My local supermarket, in fact, does make me spend $25 on groceries to get a reasonable price on Coke, however. Technically, you can buy Coke without the other stuff, but the price is insane. So long as you spend $25 elsewhere, Coke reverts to a reasonable price....


----------



## markrogo

SledgeHammer said:


> What has me and most others mad is that NOTHING else has increased at the same rate. Think back to all your bills: gas, power, electric, phone, internet, etc. over the same time period. Assuming you didn't add new features, NONE of those items has doubled since 2002. Has your salary?

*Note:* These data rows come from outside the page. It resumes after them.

PR #1437, opened 2024-07-02
add searchProviders parameter to searchDiscover method

mdinicola:
I found the searchDiscover method is broken.  Plex now requires a new parameter called searchProviders to be provided in the query.  This parameter is a comma separated string with the following values:

- discovery: This is the default behavior matching the previous functionality
- PLEXAVOD: Plex ad-supported video service
- PLEXTVOD: Plex transactional video service.  I've also seen this referred to as Plex Rentals.

I've updated the searchDiscover method to default to just "discovery", with the option for users to include the other providers if they wish.

### DIFF
--- a/plexapi/myplex.py
+++ b/plexapi/myplex.py
@@ -1057,7 +1057,7 @@ class MyPlexAccount(PlexObject):
                 query (str): Search query.
                 limit (int, optional): Limit to the specified number of results. Default 30.
                 libtype (str, optional): 'movie' or 'show' to only return movies or shows, otherwise return all items.
-                searchprovider (str, optional): 'discover' for default behavior 
+                searchprovider (str, optional): 'discover' for default behavior
                     or 'discover,PLEXAVOD' to also include the Plex ad-suported video service
                     or 'discover,PLEXAVOD,PLEXTVOD' to also include the Plex video rental service
         """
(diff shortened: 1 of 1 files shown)


JonnyWong16:
Please fix `flake8` trailing whitespace.

plexapi/myplex.py
```diff
@@ -1049,14 +1049,17 @@ def markUnplayed(self, item):
...
-    def searchDiscover(self, query, limit=30, libtype=None):
+    def searchDiscover(self, query, limit=30, libtype=None, searchProviders='discover'):
         """ Search for movies and TV shows in Discover.
             Returns a list of :class:`~plexapi.video.Movie` and :class:`~plexapi.video.Show` objects.
 
             Parameters:
                 query (str): Search query.
                 limit (int, optional): Limit to the specified number of results. Default 30.
                 libtype (str, optional): 'movie' or 'show' to only return movies or shows, otherwise return all items.
+                searchprovider (str, optional): 'discover' for default behavior
```
JonnyWong16, line 1060:
```suggestion
                searchProviders (str, optional): 'discover' for default behavior
```

JonnyWong16: Maybe even just name the argument `providers`.

JonnyWong16 (approved):

glensc (approved):

PR #1471, opened 2024-10-14
replace http client Requests to compatible Niquests

Ousret:
## Description

This PR effectively replace the http client Requests for [Niquests](https://github.com/jawah/niquests).
Niquests is a drop-in replacement for Requests that is no longer under feature freeze.

This new client support HTTP/2, and HTTP/3 by default and offers both sync and async interfaces. It supports all the latest shiny features you would expect from an http client.

If you were interested on merging, I will be thrilled to propose a followup PR that will propose a script that generate
the async part of plex-client automatically. 

This PR is a low footprint change. I did not change the "alert" part, based on WS, because there's something we can't support: "reusing existing socket instance". Would it be a breaking change according to you?

*disclaimer:* _I maintain Niquests._

## Type of change

## Checklist:

### DIFF
--- a/plexapi/client.py
+++ b/plexapi/client.py
@@ -3,13 +3,13 @@ import time
 import weakref
 from xml.etree import ElementTree
 
-import requests
+import niquests as requests
 
 from plexapi import BASE_HEADERS, CONFIG, TIMEOUT, log, logfilter, utils
 from plexapi.base import PlexObject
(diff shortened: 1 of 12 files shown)


glensc:
The http2/http3 is not use for plex media servers (support only http11), but async functions could have improvement to parallelism. can't comment plex.tv requests, haven't checked what they support.

PR #1484, opened 2024-11-17
Use SPDX license identifier

cdce8p:
## Description
Use the SPDX license identifier as recommended by [PEP 639](https://peps.python.org/pep-0639/).
https://spdx.org/licenses/BSD-3-Clause.html

### DIFF
--- a/pyproject.toml
+++ b/pyproject.toml
@@ -7,7 +7,7 @@ description = "Python bindings for the Plex API."
 readme = "README.rst"
 requires-python = ">=3.9"
 keywords = ["plex", "api"]
-license = {file = "LICENSE.txt"}
+license = {text = "BSD-3-Clause"}
 classifiers = [
     "Operating System :: OS Independent",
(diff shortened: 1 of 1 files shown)


pyproject.toml
```diff
@@ -7,7 +7,7 @@ description = "Python bindings for the Plex API."
 readme = "README.rst"
 requires-python = ">=3.9"
 keywords = ["plex", "api"]
-license = {file = "LICENSE.txt"}
+license = {text = "BSD-3-Clause"}
```
JonnyWong16, line 10: Should this just be

```suggestion
license = "BSD-3-Clause"
```

cdce8p: That's not yet supported by setuptools unfortunately. Using the legacy `license.text` is the next best thing for the time being.

_There is a open PR in setuptools to add full support for it. That one depends on some other (unrelated) work though, so it's still some time until it's added._

PR #225, opened 2023-03-13
library: Add Date-Picker Entry.

B1TSH3LL:
Added DatePicker Entry/Demo under User Interface section in Library.
Issue https://github.com/sonnyp/Workbench/issues/69


src/Library/demos/Datepicker/index.js
```diff
@@ -0,0 +1,10 @@
+#!/usr/bin/env gjs
+
+const {Gtk} = imports.gi;
+const DatePickerDemo = require('./main.js').DatePickerDemo;
```
sonnyp, line 4: GJS is not Node.js, there is no such thing as `require`.

This cannot work. Did you test your code at all?

sonnyp (changes requested):
This doesn't work, I cannot start workbench with your changes

> (re.sonny.Workbench.Devel:4): Gjs-CRITICAL **: 12:50:51.088: JS ERROR: Error: Invalid value 'undefined' for property title in object initializer.
_init/Gtk.Widget.prototype._init@resource:///org/gnome/gjs/modules/core/overrides/Gtk.js:55:50
Library/<@resource:///re/sonny/Workbench/src/Library/Library.js:26:20
Library@resource:///re/sonny/Workbench/src/Library/Library.js:25:9
Window@resource:///re/sonny/Workbench/src/window.js:431:10
@resource:///re/sonny/Workbench/src/application.js:28:14

Because your `main.json` is wrong. It looks like you tried to make a package.json file? Workbench/GNOME doesn't use Node.js.

Vala is not required — I suggest you leave it out for now.

Workench demos don't have an `index.js` file.

`main`.js doesn't follow the practices of our demos.

Did you manage to get Workbench running according to the documentation?  https://github.com/sonnyp/Workbench/blob/main/CONTRIBUTING.md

Mine has only gone up roughly 60% and thats only a factor of adding more years experience.
> 
> As far as DISH goes, well, I think if you look back to 2002 and compare DISH prices, you'll see they have moved pretty much lock step with DirecTV.


Inflation alone would've taken Total Choice from $29.99 in 1999 to about $40 today (using various online calculators which take compounded CPI. Everything over $40 is explained by some combination of (a) increased costs for DirecTV (b) increased operating profits for DirecTV.


----------



## Shades228

markrogo said:


> Inflation alone would've taken Total Choice from $29.99 in 1999 to about $40 today (using various online calculators which take compounded CPI. Everything over $40 is explained by some combination of (a) increased costs for DirecTV (b) increased operating profits for DirecTV.

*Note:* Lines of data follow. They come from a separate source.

PR #227, opened 2023-03-14
Library: optimized notification

Aryanryn09:
this change is wrt This code uses object shorthand notation to set the properties of the Gio.Notification object, which makes the code more concise and easier to read. It also uses a loop to create and add the Gio.SimpleAction objects, which eliminates some repetition.issue #69

### DIFF
--- a/src/Library/demos/Notification/main.js
+++ b/src/Library/demos/Notification/main.js
@@ -3,37 +3,30 @@ import Gio from "gi://Gio";
 const { application, builder } = workbench;
 
 // https://gjs-docs.gnome.org/gio20/gio.notification
-const notification = new Gio.Notification();
-
-notification.set_title("Lunch is ready");
-notification.set_body(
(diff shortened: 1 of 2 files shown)


sonnyp (changes requested):
This doesn't work. Did you test?

https://github.com/sonnyp/Workbench/blob/main/CONTRIBUTING.md#submitting-a-contribution

> Make sure it's working by running Workbench and launching your entry via the Library.

With your changes and when loading the demo, the following appears in the console:

> (re.sonny.Workbench.Devel:4): Gjs-WARNING **: 13:02:03.231: JS ERROR: Error: No property title on GNotification
@file:///tmp/workbench-0B9V11.js:6:22

Also, the file `window.js` appears to be an error.

Please make sure to review and test your changes before submitting a contribution.

Aryanryn09:
ok i'll surely review it

PR #228, opened 2023-03-14
library: Add File Api Demo

SoNiC-HeRE:
Implemented a File Api Demo under API Section in Library


SoNiC-HeRE:
Planning to Add this demo under a different section in Library. Also will Implement some design changes to make it look somwhat similar to the design attached below. Looking for an early review for the code.

SoNiC-HeRE:
image

sonnyp (commented):
I couldn't run this. Please use a boxed list as discussed. 

https://gnome.pages.gitlab.gnome.org/libadwaita/doc/1.3/boxed-lists.html

SoNiC-HeRE:
Should've worked but I'll check what's wrong and yes implement the changes as discussed before

SoNiC-HeRE:
Improved the UI (used Boxed Lists) and made changes as discussed

sonnyp:
Coming back to this, I think we shouldn't think of this as a UI demo but API demo.

I'll create separate issues to add filesystem APIs demo.

SoNiC-HeRE:
> Coming back to this, I think we shouldn't think of this as a UI demo but API demo.
> 
> I'll create separate issues to add filesystem APIs demo.

How about creating a popup to display when the file is uploaded just to minimise ui ?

The channel lineup in 99 was also smaller than it is today.


----------



## Herdfan

"Shades228" said:


> The channel lineup in 99 was also smaller than it is today.


Yeah but the shopping channels pay to be carried. :lol:


----------



## Devo1237

"A_Bear" said:


> with choice package you gain
> 
> 610 Big Ten Network
> HD simulcast
> 306 HDNet
> HD Access required.
> 
> 313 Jewelry Television Network
> 447 ONCE (ESP)
> Public Interest Channel. Multi-sat equipment required. 119 satellite.
> 284 Science Channel, The
> HD simulcast
> 855 Great Standards
> Multi-sat equipment required. (m)
> 853 Metro Blend
> Multi-sat equipment required. (m)
> 807 Rat Pack
> Multi-sat equipment required. (m)
> 878 Rock en Espanol
> 281 Velocity
> HD Access required.
> 
> and you lose
> 
> 257 Chiller
> 308 Cloo
> 618 FUEL TV
> HD simulcast
> 218 Golf Channel, The (m) (SAP)
> HD simulcast
> 283 Nat Geo WILD
> 276 National Geographic Channel
> HD simulcast
> 251 Oxygen
> 869 Bailamos!
> 867 Be-Tween
> 877 Carnaval Brasileiro
> Multi-sat equipment required.
> 831 College Rock
> 839 Flashback/New Wave
> 813 Folk Rock
> 828 Hallelujah
> 825 Hot Jamz (Hip Hop)
> 876 Mariachi
> Multi-sat equipment required.
> 844 Old School Funk
> 823 Showtunes
> 841 Spike (Explicit)
> 868 The Playground
> 607 Speed
> HD simulcast
> 603 Versus
> HD simulcast
> 307 WGN America
> HD simulcast
> 
> I dont think it is worth it, you would lose cloo network (I love to watch HOUSE)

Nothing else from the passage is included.